Saved data entries:

◇ ◇ ◇

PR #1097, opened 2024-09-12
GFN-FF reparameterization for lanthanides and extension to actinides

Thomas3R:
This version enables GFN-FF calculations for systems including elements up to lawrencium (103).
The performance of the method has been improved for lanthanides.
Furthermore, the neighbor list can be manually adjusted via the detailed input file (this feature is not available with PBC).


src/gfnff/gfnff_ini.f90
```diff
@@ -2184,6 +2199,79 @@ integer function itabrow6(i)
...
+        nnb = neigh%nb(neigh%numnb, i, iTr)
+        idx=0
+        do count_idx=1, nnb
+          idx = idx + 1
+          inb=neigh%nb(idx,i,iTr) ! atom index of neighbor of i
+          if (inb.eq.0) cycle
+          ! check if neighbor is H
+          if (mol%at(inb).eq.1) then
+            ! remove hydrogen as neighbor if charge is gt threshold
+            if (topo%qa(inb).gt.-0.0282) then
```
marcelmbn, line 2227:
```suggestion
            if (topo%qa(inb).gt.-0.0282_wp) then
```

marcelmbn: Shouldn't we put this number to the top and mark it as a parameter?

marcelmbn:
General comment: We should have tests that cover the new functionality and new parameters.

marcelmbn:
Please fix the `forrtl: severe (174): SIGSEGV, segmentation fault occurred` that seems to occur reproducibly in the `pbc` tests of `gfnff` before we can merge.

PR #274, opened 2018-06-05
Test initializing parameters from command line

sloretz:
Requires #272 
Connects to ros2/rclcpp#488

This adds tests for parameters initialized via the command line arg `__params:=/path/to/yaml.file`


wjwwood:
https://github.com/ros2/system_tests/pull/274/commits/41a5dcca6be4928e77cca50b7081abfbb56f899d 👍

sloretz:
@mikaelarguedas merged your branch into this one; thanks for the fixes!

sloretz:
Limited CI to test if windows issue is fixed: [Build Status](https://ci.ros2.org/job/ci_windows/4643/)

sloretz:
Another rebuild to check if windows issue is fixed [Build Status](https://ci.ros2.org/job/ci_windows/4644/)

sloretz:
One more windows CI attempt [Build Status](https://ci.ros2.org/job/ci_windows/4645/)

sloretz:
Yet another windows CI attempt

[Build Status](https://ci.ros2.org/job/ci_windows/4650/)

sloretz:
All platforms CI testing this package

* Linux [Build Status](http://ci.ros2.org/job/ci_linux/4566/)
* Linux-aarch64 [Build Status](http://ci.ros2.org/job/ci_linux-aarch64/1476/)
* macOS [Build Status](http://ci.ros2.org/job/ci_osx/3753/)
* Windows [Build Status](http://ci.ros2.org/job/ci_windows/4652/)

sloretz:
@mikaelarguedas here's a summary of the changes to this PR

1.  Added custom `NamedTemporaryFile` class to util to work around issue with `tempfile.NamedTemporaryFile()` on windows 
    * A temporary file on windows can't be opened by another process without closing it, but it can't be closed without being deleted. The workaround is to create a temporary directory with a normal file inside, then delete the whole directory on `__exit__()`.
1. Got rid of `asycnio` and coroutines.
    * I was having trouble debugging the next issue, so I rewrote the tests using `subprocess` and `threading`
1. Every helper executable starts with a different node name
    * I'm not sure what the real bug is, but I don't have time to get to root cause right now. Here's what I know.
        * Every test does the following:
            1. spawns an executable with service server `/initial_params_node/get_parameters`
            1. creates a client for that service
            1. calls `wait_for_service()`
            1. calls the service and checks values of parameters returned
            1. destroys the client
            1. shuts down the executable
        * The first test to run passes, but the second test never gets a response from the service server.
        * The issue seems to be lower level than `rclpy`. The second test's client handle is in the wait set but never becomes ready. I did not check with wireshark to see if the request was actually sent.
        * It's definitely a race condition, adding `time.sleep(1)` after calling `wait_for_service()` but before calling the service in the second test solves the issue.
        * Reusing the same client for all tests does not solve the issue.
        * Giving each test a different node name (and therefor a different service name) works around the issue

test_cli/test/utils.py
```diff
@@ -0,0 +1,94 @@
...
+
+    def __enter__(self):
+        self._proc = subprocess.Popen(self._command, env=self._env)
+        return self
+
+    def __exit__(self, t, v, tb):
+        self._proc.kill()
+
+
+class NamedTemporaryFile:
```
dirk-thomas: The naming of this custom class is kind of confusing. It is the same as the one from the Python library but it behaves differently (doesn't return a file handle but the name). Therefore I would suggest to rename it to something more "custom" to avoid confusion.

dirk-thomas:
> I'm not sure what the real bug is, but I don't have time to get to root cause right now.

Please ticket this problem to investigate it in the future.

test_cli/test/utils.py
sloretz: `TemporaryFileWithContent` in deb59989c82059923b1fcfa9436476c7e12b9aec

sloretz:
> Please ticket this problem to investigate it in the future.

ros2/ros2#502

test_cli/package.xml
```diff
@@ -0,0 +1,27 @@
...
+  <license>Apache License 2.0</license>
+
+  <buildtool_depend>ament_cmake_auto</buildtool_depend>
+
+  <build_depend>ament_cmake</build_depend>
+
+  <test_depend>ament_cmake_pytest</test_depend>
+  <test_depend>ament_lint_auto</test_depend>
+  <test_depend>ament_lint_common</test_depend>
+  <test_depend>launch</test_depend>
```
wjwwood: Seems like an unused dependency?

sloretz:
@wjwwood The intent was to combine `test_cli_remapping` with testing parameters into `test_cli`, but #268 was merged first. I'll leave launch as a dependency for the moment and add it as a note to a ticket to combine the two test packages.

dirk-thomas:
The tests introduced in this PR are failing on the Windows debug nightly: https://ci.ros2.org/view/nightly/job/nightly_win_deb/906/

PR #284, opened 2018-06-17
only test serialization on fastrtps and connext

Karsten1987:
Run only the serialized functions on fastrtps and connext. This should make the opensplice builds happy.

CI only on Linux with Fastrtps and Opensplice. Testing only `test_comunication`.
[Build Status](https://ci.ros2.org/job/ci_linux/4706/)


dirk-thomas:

◇ ◇ ◇

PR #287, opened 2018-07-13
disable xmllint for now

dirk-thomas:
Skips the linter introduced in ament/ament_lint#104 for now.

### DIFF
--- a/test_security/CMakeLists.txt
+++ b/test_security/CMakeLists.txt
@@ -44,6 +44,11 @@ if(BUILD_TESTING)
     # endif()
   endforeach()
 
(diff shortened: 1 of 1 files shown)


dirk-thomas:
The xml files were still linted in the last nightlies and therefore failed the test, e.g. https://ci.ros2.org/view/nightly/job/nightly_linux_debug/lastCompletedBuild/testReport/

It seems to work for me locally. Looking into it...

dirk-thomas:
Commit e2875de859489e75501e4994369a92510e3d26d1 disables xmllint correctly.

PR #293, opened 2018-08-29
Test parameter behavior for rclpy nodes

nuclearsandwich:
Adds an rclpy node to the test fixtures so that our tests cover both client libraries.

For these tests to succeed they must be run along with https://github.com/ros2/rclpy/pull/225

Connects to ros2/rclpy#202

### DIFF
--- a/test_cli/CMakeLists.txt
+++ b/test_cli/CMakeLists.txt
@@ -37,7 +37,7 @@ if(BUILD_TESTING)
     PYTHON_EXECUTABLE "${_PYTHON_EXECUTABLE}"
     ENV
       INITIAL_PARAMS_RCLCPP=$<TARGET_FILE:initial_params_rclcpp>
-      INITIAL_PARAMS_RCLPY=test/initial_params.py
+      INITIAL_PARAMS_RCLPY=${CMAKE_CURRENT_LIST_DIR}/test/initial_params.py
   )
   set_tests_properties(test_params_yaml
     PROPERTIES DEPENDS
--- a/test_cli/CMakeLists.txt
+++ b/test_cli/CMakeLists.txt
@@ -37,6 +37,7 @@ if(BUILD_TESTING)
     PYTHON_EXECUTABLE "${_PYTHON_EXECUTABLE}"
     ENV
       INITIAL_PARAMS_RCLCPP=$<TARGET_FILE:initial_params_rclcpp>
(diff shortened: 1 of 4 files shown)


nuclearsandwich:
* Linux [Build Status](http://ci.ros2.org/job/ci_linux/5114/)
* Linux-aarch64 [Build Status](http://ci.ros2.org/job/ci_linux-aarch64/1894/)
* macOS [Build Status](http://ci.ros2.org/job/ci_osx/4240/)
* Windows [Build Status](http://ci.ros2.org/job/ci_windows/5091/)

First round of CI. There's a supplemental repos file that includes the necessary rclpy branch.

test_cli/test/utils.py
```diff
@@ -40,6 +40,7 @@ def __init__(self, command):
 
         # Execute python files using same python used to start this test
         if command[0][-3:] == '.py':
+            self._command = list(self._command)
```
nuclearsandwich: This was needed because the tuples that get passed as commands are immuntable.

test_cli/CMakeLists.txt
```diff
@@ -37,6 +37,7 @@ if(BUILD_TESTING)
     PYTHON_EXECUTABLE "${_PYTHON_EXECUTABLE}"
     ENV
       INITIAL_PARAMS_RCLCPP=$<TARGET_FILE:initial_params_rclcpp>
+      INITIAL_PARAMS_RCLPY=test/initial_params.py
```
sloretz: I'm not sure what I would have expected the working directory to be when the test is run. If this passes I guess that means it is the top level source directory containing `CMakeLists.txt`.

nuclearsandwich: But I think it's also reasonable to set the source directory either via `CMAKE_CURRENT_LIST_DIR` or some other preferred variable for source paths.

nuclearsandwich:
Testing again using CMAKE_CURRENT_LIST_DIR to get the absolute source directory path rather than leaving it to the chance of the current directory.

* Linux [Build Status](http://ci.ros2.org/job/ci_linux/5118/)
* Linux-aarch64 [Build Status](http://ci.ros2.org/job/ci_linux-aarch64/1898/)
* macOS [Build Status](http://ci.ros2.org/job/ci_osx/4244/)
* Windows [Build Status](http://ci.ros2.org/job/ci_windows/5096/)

◇ ◇ ◇

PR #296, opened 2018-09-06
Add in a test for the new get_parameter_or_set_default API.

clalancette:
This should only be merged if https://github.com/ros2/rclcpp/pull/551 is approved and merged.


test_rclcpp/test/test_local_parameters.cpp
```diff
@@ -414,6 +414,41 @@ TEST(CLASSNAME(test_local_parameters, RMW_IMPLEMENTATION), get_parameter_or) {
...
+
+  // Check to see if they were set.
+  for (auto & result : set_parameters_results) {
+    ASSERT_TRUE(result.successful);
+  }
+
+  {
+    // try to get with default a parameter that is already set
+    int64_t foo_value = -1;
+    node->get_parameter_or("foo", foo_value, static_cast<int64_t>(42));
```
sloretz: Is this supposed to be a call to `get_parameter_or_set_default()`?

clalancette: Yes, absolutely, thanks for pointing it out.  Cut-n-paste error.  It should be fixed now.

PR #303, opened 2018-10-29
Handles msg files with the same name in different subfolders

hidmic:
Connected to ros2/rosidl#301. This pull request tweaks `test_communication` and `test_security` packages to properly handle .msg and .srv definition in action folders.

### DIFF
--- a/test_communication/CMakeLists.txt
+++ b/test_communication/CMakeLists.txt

◇ ◇ ◇

**Task goal**
Look through the records and copy down every line that holds "then".

**Answer**
+          if (mol%at(inb).eq.1) then
+            if (topo%qa(inb).gt.-0.0282) then
            if (topo%qa(inb).gt.-0.0282_wp) then
    * A temporary file on windows can't be opened by another process without closing it, but it can't be closed without being deleted. The workaround is to create a temporary directory with a normal file inside, then delete the whole directory on `__exit__()`.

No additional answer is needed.